Année 2073, quelque part dans l’ancienne France.
Discuter pour bander les plaies, tel est l’objectif qu’ils veulent donner aux mots. Pour moi, ce ne sont que des lettres mises bout à bout, rien de plus, rien de moins. Je déteste ces séances. Deux par semaine, c’est le minimum obligatoire dans le centre.
— Bienvenue à la Discussion, déclare Simon, le chargé du groupe, probablement psychologue à ses heures perdues parce qu’il a lu les deux seuls livres encore intacts sur la question. Si nous nous retrouvons ici, c’est parce qu’il est important de faire face à notre réalité. De faire face à ce que nous avons fait dans le passé pour mieux appréhender notre présent et notre futur. Il ne faut pas en avoir honte. La survie a légitimé nos gestes et nous les pardonne aujourd’hui.
Je suis fatigué de toutes ces conneries de repentance.
Pourquoi aurait-on besoin de se justifier ? Justifient-ils le fait d’avoir abandonné l’humanité tout entière, eux ?
— Pour commencer, reprend-il, je voudrais que chacun notre tour, nous ayons le courage d’être honnêtes, envers les autres et envers nous-mêmes. Il ne peut pas y avoir de tabous dans la Nouvelle Société. Il ne peut pas y avoir de honte, de culpabilité, de regret, de haine.

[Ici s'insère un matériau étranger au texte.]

PR #33, opened 2020-06-18
[OO] Minimum duration lapse and improve when shipment in relation

fonsecadeline:


fonsecadeline:
Les tests cassent car les commits correspondants sur optimizer-ortools ne sont pas sur mapotempo/dev

senhalil:
We need to wait for that PR to be merged then :thinking:

PR #35, opened 2020-06-23
sentry fixes + tests + output corrections

senhalil:


lib/interpreters/compute_several_solutions.rb
```diff
@@ -202,7 +203,7 @@ def self.find_best_heuristic(service_vrp)
         vrp.resolution_batch_heuristic = nil
         vrp.preprocessing_first_solution_strategy = [best_heuristic]
         vrp.preprocessing_heuristic_synthesis = synthesis
-        vrp.resolution_duration = vrp.resolution_duration ? (vrp.resolution_duration - times.sum).floor : nil
+        vrp.resolution_duration = vrp.resolution_duration ? [(vrp.resolution_duration.to_f * (1 - percent_allocated_to_heur_selection)).round, 1000].max : nil
```
fonsecadeline, line 206: I agree this fixes the case where times.sum is a little higher than vrp.resolution_duration.

But we are slightly changing behavior : if we did not use all _total_time_allocated_for_heuristic_selection_ to select best heuristic then we do not use spare time for resolution like we used to.

Is it voluntary ? Could we rather consider :
`vrp.resolution_duration = [vrp.resolution_duration ? (vrp.resolution_duration - times.sum).floor, 1000].max : nil` ?

PR #37, opened 2020-07-02
Various edits

braktar:


api/v01/entities/vrp_result.rb
```diff
@@ -44,6 +44,13 @@ class VrpResultSolutionRouteActivityDetails < Grape::Entity
       expose :timewindows, using: VrpResultSolutionRouteActivityDetailTimewindows, documentation: { is_array: true, desc: '' }
     end
 
+    class VRPResultSolutionRouteCosts < Grape::Entity
+      expose :fixed, documentation: { type: String, desc: 'Cost associated to the use of the vehicle' }
+      expose :time, documentation: { type: String, desc: 'Cost associated to the time dimension' }
+      expose :distance, documentation: { type: String, desc: 'Cost associated to the distance dimension' }
+      expose :value, documentation: { type: String, desc: 'Cost associated to the value dimension' }
+    end
```
senhalil, line 52: We don't want the total cost for ease of comparison (otherwise comparing two results becomes a bit of a chore) ?

api/v01/entities/vrp_result.rb
```diff
@@ -66,6 +73,7 @@ class VrpResultSolutionRoute < Grape::Entity
       expose :end_time, documentation: { type: Integer, desc: 'Give the actual end time of the current route if provided by the solver' }
       expose :geometry, documentation: { type: String, desc: 'Contains the geometry of the route, if asked in first place' }
       expose :initial_loads, using: VrpResultDetailQuantities, documentation: { is_array: true, desc: 'Give the actual initial loads of the route' }
+      expose :costs, using: VRPResultSolutionRouteCosts, documentation: { desc: 'The impact of the current route within the solution cost' }
```
senhalil, line 76: Do we want this cost for each activity or each route?

The costs does not make much sense for each activity (for example distance cost will be less for services clump together but it will be high for the first and the last services (depart/arrive depot) -- which affects the time cost as well). Again fixed cost is a cost that is shared by each activity on the route.

wrappers/ortools.rb
```diff
@@ -75,6 +75,7 @@ def solver_constraints
         :assert_route_date_or_indice_if_periodic,
         :assert_not_too_many_visits_in_route,
         :assert_no_route_if_schedule_without_periodic_heuristic,
+        # :assert_no_overall_duration, # Requires a complete rework
```
senhalil, line 78: So that if "one day" we attack the todo's it'll be visible to make us unhappy :)  
```suggestion
        # :assert_no_overall_duration, # TODO: Requires a complete rework
```

wrappers/wrapper.rb
```diff
@@ -727,7 +732,6 @@ def check_distances(vrp, unfeasible)
 
         add_unassigned(unfeasible, vrp, service, 'Service cannot be reached within its timewindows') if service_unreachable_within_its_tw
       }
-
       log "Following services marked as infeasible:\n#{unfeasible.group_by{ |u| u[:reason] }.collect{ |g, set| "#{(set.size < 20) ? set.collect{ |s| s[:service_id] }.join(', ') : "#{set.size} services"}\n with reason '#{g}'" }.join("\n")}", level: :debug unless unfeasible.empty?
```
senhalil, line 735: Can we get the space back please? It is my favorite space :) 

Jokes aside it is better to see the end of the loop without clutter for rapid comprehension.

api/v01/entities/vrp_result.rb
```diff
@@ -44,6 +44,13 @@ class VrpResultSolutionRouteActivityDetails < Grape::Entity
       expose :timewindows, using: VrpResultSolutionRouteActivityDetailTimewindows, documentation: { is_array: true, desc: '' }
     end
 
+    class VRPResultDetailCosts < Grape::Entity
```
senhalil, line 47: I think instead of  `VRPResultDetailCosts` we can use one of the following. `DetailCosts` sounds wrong
```suggestion
    class VRPResultDetailedCosts < Grape::Entity
```
```suggestion
    class VRPResultCostDetails < Grape::Entity
```

api/v01/entities/vrp_result.rb
senhalil: @braktar  it looks like, you forgot to add the `total`

wrappers/ortools.rb
senhalil: I have the impression that you pushed before finishing the edits :D

wrappers/wrapper.rb
```diff
@@ -367,6 +367,11 @@ def assert_no_vehicle_overall_duration_if_heuristic(vrp)
       vrp.vehicles.none?{ |vehicle| vehicle[:overall_duration] } || vrp.preprocessing_first_solution_strategy.to_a.first != 'periodic'
     end
 
+    def assert_no_overall_duration(vrp)
+      vrp.vehicles.none?{ |vehicle| vehicle[:overall_duration] } &&
+        vrp.relations.none?{ |relation| ['vehicle_group_duration', 'vehicle_group_duration_on_weeks', 'vehicle_group_duration_on_months'].include?(relation.type) }
```
senhalil, line 372:
```suggestion
        vrp.relations.none?{ |relation| %w[vehicle_group_duration vehicle_group_duration_on_weeks vehicle_group_duration_on_months].include?(relation.type) }
```
I don't know if it is better in terms of perf but it is definitely more ruby syntax and it is easier to modify

api/v01/entities/vrp_result.rb
fonsecadeline: I like _VRPResultCostDetails_ more. It sounds more meaningfull for me.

Tout le monde acquiesce alors que je songe à quel point ses mots à lui n’ont aucun sens. Qu’en sait-il, au juste, de ce que ressentent les gens ?
— Combien d’infectés avez-vous connus dans votre vie ? demande Simon en faisant tourner son crayon entre ses doigts.
Un silence pesant suit sa question. Les personnes qui m’entourent ont l’air mal à l’aise avec la réponse. Moi, je la cherche tout simplement. Six années à survivre parmi les infectés. Je suis incapable de donner un chiffre précis.
— Jolene, tu veux bien débuter ?
— Une dizaine, répond une jeune fille de la classe. Je ne suis
plus très sûre.
— Je n’en ai connu aucun, enchaîne mon colocataire de chambre, assis à côté d’elle.
Je suis à peine étonné.
Je sais qu’il a vécu dans une des communautés les mieux protégées du territoire. Il y est né et y est resté. Pour lui, ce centre de réhabilitation à la vie humaine, c’est un véritable club de vacances. Je ne sais même pas ce qu’il fait ici. Peut-être pour les cours d’apprentissage à l’humanité ou pour la cantine gratuite.
Simon continue de faire le tour du cercle, les chiffres défilent, certains sont confus, d’autres mentent, cela se voit dans leurs yeux. Quand vient mon tour, je réponds que je n’en ai aucune idée.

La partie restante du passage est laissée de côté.